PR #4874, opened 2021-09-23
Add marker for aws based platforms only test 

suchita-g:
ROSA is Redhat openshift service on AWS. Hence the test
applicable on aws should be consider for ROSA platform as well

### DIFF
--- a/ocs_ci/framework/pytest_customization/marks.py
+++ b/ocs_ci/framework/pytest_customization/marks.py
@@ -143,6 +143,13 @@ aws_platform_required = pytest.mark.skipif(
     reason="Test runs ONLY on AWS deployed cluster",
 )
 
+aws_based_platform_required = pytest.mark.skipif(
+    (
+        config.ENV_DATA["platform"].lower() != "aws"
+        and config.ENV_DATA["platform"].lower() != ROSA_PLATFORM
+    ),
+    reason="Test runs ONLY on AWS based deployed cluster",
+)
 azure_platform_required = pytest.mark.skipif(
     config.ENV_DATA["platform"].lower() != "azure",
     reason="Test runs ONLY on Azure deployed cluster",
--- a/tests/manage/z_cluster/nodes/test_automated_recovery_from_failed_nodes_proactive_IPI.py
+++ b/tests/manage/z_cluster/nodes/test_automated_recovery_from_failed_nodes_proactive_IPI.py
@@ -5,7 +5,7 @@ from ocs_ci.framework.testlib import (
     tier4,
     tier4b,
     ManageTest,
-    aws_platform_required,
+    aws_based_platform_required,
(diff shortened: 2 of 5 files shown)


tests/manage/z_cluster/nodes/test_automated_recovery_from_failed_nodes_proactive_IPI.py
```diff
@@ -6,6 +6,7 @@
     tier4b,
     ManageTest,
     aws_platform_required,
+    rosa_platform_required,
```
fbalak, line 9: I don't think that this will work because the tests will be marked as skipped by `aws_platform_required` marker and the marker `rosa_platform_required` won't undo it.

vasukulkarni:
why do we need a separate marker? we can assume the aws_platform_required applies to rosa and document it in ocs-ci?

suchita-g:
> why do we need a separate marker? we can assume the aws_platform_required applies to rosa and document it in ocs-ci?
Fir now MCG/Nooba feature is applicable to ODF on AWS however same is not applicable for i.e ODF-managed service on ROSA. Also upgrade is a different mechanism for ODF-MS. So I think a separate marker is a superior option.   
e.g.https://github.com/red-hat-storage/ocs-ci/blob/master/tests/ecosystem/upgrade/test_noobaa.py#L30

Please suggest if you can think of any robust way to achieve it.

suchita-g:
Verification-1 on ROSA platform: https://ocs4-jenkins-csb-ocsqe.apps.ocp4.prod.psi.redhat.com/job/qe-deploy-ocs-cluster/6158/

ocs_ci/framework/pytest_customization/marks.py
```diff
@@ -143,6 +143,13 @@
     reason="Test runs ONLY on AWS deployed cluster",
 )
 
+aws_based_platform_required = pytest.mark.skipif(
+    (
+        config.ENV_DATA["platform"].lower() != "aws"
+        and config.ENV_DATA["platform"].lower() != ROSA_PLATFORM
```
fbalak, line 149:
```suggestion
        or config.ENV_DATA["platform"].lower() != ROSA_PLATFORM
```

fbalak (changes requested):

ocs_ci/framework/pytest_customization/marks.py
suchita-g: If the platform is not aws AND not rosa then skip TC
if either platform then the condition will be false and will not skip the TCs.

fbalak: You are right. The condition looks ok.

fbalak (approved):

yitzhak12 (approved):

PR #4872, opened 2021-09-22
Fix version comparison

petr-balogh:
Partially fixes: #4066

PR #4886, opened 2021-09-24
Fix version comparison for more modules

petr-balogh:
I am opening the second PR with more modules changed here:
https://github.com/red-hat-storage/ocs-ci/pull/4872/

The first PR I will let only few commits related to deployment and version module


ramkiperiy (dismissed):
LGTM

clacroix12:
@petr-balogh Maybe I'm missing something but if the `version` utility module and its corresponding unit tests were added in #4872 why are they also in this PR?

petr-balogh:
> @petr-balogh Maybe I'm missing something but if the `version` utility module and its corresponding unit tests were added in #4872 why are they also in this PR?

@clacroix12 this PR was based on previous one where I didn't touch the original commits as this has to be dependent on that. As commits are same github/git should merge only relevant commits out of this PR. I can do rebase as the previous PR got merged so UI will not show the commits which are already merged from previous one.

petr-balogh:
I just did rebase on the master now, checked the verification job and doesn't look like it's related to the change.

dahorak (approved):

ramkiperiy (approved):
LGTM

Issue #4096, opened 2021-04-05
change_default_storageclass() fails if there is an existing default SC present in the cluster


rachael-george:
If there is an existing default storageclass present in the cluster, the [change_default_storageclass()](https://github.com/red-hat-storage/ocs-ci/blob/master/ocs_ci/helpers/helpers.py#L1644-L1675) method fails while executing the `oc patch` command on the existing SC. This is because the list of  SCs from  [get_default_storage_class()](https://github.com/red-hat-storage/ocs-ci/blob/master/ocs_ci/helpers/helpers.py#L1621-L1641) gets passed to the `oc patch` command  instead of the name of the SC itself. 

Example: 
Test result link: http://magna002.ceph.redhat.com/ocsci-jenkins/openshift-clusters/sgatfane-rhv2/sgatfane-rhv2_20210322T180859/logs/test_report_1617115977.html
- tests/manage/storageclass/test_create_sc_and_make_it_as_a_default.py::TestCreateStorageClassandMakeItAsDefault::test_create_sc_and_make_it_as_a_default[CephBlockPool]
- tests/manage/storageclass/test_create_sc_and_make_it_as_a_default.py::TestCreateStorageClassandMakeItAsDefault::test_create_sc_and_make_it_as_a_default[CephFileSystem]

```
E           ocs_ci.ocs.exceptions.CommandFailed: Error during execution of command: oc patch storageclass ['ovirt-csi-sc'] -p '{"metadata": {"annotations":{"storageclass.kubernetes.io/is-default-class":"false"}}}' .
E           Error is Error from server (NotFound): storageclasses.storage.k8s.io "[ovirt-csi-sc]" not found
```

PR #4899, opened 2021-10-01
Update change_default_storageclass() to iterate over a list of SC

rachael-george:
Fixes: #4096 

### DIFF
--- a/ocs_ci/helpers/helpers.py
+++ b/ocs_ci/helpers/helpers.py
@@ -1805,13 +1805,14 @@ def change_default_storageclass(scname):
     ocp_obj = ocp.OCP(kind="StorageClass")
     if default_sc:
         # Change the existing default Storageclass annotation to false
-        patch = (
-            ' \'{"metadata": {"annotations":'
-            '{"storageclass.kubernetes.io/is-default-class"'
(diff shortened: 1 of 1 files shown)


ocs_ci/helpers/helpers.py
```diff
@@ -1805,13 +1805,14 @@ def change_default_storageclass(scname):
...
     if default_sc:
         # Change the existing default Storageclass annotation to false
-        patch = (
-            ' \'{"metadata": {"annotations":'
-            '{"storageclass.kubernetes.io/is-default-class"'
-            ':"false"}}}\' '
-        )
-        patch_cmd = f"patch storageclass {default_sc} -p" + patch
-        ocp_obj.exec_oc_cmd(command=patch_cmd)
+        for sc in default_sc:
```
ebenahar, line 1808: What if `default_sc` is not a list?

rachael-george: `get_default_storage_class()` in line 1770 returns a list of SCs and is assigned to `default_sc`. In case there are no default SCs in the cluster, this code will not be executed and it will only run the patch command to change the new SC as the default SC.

• **Your objective**:
When a line in the data contains "command", return it as written.

• **Answer box**:
If there is an existing default storageclass present in the cluster, the [change_default_storageclass()](https://github.com/red-hat-storage/ocs-ci/blob/master/ocs_ci/helpers/helpers.py#L1644-L1675) method fails while executing the `oc patch` command on the existing SC. This is because the list of  SCs from  [get_default_storage_class()](https://github.com/red-hat-storage/ocs-ci/blob/master/ocs_ci/helpers/helpers.py#L1621-L1641) gets passed to the `oc patch` command  instead of the name of the SC itself. 
E           ocs_ci.ocs.exceptions.CommandFailed: Error during execution of command: oc patch storageclass ['ovirt-csi-sc'] -p '{"metadata": {"annotations":{"storageclass.kubernetes.io/is-default-class":"false"}}}' .
-        ocp_obj.exec_oc_cmd(command=patch_cmd)
rachael-george: `get_default_storage_class()` in line 1770 returns a list of SCs and is assigned to `default_sc`. In case there are no default SCs in the cluster, this code will not be executed and it will only run the patch command to change the new SC as the default SC.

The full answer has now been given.